** EXTRACTED DATA follows **

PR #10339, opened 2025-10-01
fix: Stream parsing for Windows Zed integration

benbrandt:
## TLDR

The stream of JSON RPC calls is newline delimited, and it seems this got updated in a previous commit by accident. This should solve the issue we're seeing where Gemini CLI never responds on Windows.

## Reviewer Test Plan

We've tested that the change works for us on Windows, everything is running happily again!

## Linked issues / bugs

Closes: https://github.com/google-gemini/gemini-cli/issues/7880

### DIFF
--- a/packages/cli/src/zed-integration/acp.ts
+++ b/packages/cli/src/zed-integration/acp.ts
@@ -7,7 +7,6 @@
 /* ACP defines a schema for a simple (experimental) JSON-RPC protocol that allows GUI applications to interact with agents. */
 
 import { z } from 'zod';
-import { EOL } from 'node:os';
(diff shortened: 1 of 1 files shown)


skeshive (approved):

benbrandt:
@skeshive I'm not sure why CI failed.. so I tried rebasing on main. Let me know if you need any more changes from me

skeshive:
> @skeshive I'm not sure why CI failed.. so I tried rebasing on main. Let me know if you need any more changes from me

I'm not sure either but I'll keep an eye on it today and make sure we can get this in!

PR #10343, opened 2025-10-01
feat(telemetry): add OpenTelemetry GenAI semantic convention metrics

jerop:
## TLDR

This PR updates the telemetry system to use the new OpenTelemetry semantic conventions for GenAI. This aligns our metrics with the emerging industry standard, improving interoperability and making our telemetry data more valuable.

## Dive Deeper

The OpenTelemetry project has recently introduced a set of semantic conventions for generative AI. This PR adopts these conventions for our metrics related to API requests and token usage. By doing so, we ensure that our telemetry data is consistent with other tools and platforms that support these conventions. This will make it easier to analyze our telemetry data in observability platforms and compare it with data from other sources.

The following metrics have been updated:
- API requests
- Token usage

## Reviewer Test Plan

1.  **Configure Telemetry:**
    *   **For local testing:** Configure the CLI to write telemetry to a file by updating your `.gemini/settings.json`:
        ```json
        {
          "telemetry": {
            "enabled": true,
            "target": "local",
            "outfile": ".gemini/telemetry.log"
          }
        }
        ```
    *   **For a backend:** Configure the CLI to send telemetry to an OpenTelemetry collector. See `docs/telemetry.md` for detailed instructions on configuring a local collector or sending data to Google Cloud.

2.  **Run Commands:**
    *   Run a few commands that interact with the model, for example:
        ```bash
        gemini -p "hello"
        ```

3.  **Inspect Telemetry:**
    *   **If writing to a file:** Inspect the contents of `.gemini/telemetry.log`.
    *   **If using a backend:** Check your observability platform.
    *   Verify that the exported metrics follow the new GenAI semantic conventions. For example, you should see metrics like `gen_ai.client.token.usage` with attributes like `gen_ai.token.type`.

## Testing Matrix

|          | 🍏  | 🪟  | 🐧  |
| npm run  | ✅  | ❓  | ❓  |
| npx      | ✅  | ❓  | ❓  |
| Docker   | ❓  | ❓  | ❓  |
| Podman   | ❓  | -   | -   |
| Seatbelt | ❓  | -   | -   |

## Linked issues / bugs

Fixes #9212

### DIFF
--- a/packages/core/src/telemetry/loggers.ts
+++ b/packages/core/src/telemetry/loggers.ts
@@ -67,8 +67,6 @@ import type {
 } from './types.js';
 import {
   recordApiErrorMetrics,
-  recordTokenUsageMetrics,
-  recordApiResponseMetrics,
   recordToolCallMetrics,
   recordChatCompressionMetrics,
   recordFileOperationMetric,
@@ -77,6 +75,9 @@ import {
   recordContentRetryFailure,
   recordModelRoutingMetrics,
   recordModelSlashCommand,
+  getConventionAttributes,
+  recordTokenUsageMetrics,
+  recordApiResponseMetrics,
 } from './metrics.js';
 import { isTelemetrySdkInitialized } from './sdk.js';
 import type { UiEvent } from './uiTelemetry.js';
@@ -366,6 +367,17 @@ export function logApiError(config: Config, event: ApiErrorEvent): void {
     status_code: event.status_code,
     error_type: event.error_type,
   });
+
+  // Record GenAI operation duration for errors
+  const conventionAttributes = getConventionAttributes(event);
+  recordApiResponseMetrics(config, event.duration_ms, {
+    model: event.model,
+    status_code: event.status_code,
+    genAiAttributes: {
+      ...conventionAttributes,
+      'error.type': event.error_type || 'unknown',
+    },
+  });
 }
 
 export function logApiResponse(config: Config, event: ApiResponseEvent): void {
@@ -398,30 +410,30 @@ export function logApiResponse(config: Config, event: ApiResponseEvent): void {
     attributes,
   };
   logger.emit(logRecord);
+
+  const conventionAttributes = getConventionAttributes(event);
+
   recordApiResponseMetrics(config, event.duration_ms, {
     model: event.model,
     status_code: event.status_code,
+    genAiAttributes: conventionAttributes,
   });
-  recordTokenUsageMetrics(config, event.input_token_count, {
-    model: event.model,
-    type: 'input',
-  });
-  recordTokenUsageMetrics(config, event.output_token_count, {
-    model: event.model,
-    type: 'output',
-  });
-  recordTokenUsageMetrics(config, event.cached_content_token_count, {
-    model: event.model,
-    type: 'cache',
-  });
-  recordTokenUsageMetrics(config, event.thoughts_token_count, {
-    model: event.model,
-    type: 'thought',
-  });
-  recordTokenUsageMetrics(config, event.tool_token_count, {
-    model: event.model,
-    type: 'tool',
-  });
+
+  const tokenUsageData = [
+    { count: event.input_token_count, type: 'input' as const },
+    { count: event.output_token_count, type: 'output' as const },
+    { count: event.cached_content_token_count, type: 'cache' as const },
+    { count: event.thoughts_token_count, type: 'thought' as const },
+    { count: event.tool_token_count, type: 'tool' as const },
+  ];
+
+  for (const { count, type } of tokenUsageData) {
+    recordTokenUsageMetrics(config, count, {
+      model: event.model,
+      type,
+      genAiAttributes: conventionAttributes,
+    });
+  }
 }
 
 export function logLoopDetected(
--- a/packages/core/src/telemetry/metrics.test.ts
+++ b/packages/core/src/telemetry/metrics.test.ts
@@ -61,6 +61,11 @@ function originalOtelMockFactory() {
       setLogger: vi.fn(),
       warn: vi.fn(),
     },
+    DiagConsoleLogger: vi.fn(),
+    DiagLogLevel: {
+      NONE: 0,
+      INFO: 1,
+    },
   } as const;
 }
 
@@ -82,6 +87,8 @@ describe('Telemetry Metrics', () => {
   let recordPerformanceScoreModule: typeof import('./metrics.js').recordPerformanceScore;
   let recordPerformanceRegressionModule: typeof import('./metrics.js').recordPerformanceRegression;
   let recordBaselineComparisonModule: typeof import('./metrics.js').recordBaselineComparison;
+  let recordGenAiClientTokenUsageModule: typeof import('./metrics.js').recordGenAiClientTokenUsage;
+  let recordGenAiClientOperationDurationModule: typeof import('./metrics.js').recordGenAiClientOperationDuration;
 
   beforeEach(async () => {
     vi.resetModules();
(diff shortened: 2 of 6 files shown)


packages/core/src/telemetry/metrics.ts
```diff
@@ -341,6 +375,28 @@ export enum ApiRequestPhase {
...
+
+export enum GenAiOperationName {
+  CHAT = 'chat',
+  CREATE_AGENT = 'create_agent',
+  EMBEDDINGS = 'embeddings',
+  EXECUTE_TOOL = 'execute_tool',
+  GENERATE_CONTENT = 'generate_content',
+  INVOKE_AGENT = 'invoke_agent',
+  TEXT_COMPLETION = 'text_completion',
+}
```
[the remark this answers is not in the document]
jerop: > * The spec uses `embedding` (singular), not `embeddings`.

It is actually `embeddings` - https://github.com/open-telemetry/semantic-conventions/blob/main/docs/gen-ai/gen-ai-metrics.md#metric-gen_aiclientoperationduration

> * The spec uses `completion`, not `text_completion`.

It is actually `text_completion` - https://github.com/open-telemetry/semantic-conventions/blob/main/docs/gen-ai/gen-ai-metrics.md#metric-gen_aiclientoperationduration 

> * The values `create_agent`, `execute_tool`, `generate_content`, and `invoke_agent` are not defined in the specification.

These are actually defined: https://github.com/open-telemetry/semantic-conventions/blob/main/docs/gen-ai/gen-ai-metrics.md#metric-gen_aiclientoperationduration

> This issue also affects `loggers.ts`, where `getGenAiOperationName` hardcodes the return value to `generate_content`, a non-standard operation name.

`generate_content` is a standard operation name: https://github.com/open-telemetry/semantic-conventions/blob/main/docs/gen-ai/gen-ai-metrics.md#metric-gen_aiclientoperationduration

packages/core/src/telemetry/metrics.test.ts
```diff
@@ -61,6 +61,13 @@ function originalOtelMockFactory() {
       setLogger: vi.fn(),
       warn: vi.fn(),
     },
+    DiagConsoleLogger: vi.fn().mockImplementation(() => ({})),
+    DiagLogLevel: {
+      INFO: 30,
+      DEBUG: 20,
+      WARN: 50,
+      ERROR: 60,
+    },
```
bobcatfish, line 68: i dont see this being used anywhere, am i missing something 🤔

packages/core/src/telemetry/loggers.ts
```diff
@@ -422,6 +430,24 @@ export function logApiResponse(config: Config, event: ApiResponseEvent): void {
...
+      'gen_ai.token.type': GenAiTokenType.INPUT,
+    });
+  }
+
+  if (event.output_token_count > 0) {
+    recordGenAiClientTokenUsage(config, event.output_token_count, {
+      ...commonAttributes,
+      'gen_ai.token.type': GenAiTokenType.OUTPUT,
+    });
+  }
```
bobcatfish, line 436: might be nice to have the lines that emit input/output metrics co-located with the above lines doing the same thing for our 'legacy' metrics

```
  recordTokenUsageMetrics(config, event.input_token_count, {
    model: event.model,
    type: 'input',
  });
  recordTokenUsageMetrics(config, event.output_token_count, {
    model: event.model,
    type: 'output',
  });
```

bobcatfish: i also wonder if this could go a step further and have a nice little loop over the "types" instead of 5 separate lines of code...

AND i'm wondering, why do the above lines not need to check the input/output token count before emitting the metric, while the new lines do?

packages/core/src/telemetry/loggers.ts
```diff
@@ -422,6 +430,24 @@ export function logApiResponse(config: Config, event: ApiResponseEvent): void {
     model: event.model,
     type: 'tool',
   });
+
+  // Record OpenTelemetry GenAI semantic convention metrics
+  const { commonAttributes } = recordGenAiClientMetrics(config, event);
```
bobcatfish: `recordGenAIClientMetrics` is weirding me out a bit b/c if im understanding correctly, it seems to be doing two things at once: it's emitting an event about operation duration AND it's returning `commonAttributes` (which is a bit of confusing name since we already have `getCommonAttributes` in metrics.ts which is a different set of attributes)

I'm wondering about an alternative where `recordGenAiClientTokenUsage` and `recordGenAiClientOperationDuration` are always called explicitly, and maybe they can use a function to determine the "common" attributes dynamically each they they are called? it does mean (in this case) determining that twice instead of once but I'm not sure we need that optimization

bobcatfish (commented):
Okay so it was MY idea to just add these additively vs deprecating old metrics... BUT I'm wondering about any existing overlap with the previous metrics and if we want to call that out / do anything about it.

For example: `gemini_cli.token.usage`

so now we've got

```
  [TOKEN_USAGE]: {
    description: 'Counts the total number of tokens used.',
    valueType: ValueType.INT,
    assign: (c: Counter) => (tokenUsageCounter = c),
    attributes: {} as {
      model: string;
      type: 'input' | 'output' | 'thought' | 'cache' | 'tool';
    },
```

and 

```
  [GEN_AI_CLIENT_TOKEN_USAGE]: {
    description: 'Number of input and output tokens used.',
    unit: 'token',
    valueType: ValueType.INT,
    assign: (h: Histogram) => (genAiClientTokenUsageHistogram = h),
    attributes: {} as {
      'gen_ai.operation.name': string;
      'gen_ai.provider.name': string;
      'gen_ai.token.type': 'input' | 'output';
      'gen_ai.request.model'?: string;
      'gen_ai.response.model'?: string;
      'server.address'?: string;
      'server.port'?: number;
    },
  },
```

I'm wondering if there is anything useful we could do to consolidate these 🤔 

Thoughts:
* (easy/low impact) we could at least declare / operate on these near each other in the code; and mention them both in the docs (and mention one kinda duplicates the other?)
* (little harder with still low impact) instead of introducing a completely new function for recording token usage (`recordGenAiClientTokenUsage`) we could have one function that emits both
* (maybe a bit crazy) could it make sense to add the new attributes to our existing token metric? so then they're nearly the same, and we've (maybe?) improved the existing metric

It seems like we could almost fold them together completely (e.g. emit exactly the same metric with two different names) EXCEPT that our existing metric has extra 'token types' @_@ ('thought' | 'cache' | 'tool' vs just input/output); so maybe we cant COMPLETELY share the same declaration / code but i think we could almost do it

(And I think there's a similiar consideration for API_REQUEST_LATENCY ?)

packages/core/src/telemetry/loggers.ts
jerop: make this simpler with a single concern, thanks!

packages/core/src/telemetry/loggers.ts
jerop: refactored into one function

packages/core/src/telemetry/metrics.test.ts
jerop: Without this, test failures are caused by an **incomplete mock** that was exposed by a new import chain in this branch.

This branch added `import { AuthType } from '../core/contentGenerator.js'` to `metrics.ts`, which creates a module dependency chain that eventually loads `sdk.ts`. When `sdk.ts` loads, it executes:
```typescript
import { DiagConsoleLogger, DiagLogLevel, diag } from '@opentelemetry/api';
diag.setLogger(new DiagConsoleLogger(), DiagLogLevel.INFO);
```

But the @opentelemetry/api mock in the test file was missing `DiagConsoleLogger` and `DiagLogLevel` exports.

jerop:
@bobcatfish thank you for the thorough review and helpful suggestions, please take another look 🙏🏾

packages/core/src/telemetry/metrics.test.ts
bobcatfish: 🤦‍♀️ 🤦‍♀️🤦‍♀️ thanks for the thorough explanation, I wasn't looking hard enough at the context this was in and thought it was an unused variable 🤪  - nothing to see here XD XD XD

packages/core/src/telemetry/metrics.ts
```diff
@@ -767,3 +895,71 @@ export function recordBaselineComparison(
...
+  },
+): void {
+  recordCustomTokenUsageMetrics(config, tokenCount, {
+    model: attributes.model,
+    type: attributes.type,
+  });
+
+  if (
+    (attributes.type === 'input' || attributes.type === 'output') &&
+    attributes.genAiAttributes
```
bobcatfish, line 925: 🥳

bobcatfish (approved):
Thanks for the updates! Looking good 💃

** End of EXTRACTED DATA **

● WHAT TO PRODUCE: Track down every line in the entries that includes the string "them", and copy it.

● WRITTEN ANSWER:
* (easy/low impact) we could at least declare / operate on these near each other in the code; and mention them both in the docs (and mention one kinda duplicates the other?)
It seems like we could almost fold them together completely (e.g. emit exactly the same metric with two different names) EXCEPT that our existing metric has extra 'token types' @_@ ('thought' | 'cache' | 'tool' vs just input/output); so maybe we cant COMPLETELY share the same declaration / code but i think we could almost do it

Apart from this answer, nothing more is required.